Sunday 24th May – Above the garden, the first swift of the season. At least, the first swift of the season for me. Just one black crescent against the blue, firing across the sky like an arrow, swooping and switching direction, and then – gone. There was no sound, I missed the shriek and scream that usually draws attention to these little sky-bullets. I hope it comes back. I hope more come back.

Monday 25th May – Bank Holiday. Very warm. The birdsong is the usual mix of chaffinch, greenfinch, goldfinch and of course, blackbird. The chaffinch is catching insects. From its perch on next door’s apple tree it darts up, flutters furiously as it grabs at some small fly and then back to the perch. For all the world like a spotted flycatcher, but I can see his pink breast and white tail feathers as he repeatedly forays out.

Tuesday 26th May – There is an overgrown patch at the south end of the garden. I have been investigating it for wild flowers. The rest of the garden has the usual weeds – daisies, buttercups (creeping and meadow), dandelions and the ever-present willow herb – but the overgrown patch has some rather more interesting ones. The most noticeable are the tall spires of purple toadflax, with flowers like tiny snapdragons, often bending with the weight of bees which love them, and happily seeding themselves everywhere. They seem to particularly like the base of walls here, where they bake in the sun. I like them and am happy to see them around the garden. The most prolific in the patch is wood avens, sometimes called herb bennet. One of the geum family, it tells me that the more desirable geums will like our soil and grow well. Wood avens has small, bright yellow flowers. Again, the bees like them but they spread ferociously and are all over our neglected garden. They’re said to be able to drive away evil spirits and protect from mad dogs and poisonous snakes. That’s all right, then. More exotic are a couple of plants of stinking iris. Their muddy yellowy/greeny flowers are well over but they are developing clusters of orangey red fruits which they will hang on to through autumn and winter. If you bruise the leaves, they smell pretty bad – hence the name. Closer to the ground is ubiquitous herb robert, a teeny tiny pink geranium-type flower with red stems and deeply dissected leaves. Again, present all over the garden and fortunately it’s easy to pull up. It has lots of uses in folk medicine – for nosebleeds, diarrhoea, toothache and healing wounds. If you crush the leaves and rub them on your skin, it repels mosquitos. Allegedly. Maybe I’ll do a whole blog on wild flowers one day. They’re fascinating.
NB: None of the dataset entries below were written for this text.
PR #1425, opened 2024-10-08
Fix --updates the updates image wasn't loaded

jkonecny12:
Seems that the original idea with autoloading in Anaconda is not working as it should. So to fix this and simplify everything, just use the same logic as what is used for the kickstart file.


jkonecny12:
Seems to me that the pylint issue is not related to this PR?

bcl:
> Seems to me that the pylint issue is not related to this PR?

Correct, looks like a bug in astroid that's fixed in the latest version (3.3.5) so we can ignore that.

bcl (approved):
ACK. Thanks!

PR #1429, opened 2024-10-09
Update template for anaconda webui to start as user

adamkankovsky:
This commit is about adding the pkexec command to the lorax build to make it possible to run anaconda webui as a nonroot user and creating a new user to run the installer under.

PR with patch: https://github.com/rhinstaller/anaconda/pull/5689


bcl (approved):
Looks good to me

PR #1436, opened 2024-11-22
runtime-cleanup: Newer glibc installs into /usr/lib64

bcl:
Prepare for this change so that it isn't unexpectedly deleted.


bcl:
Merged

PR #1444, opened 2024-12-13
mkksiso: Fix rebuilding the efiboot.img on some systems

### LINKED ISSUE #1442: mkksiso's RebuildEFIBoot() logic checks /EFI/BOOT/BOOT.conf, which doesn't exist on RHEL 9 installers
The RHEL/AlmaLinux 9 installers only provide `/EFI/BOOT/grub.cfg`, which appears to have the same contents as `/EFI/BOOT/BOOT.conf` on older OS versions. As a result, mkksiso does not correctly update `efiboot.img`.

Wednesday 27th May – A little fat, fledgling dunnock is hopping about, calling for food. The parents have raised just one, but it is noisy enough to keep them very busy. It has a beautifully spotted, pale breast and tawny upper parts, not a bit like the adult appearance. It’s like a tiny rock pipit.
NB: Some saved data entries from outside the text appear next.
PR #1445, opened 2024-12-16
Remove leftovers from xorg drop

jkonecny12:
Forwardport of https://gitlab.com/redhat/centos-stream/rpms/lorax-templates-rhel/-/merge_requests/57


bcl (approved):
Thanks! tests failing because pylint/astroid are broken on py3.13 again so they can be ignored.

Thursday 28th May – I notice the local crows making a fuss over the garden. Looking up, there are four red kite, lazily circling around, casually ignoring the mobbing crows. I’ve never seen them over the garden before, but their long, angled wings with ‘fingers’ spread and their forked tail are unmistakable, plus the fact that they are considerably bigger than the crows. I don’t know how common they are in the south west of England – the RSPB site doesn’t list them as a locally breeding bird, and the distribution map shows them in the south west over the winter rather than all-year. I hope they are establishing themselves nearby and we see them more often.

Friday 29th May – Too hot to be outside today. The birds are loving the warm weather. Don’t forget to fill your birdbaths so that they have somewhere to splash and keep cool. And to drink, of course. They’re singing their hearts out. If you’d like to be better at recognising bird song try this skill development course from the BTO. It costs £20 and looks really good.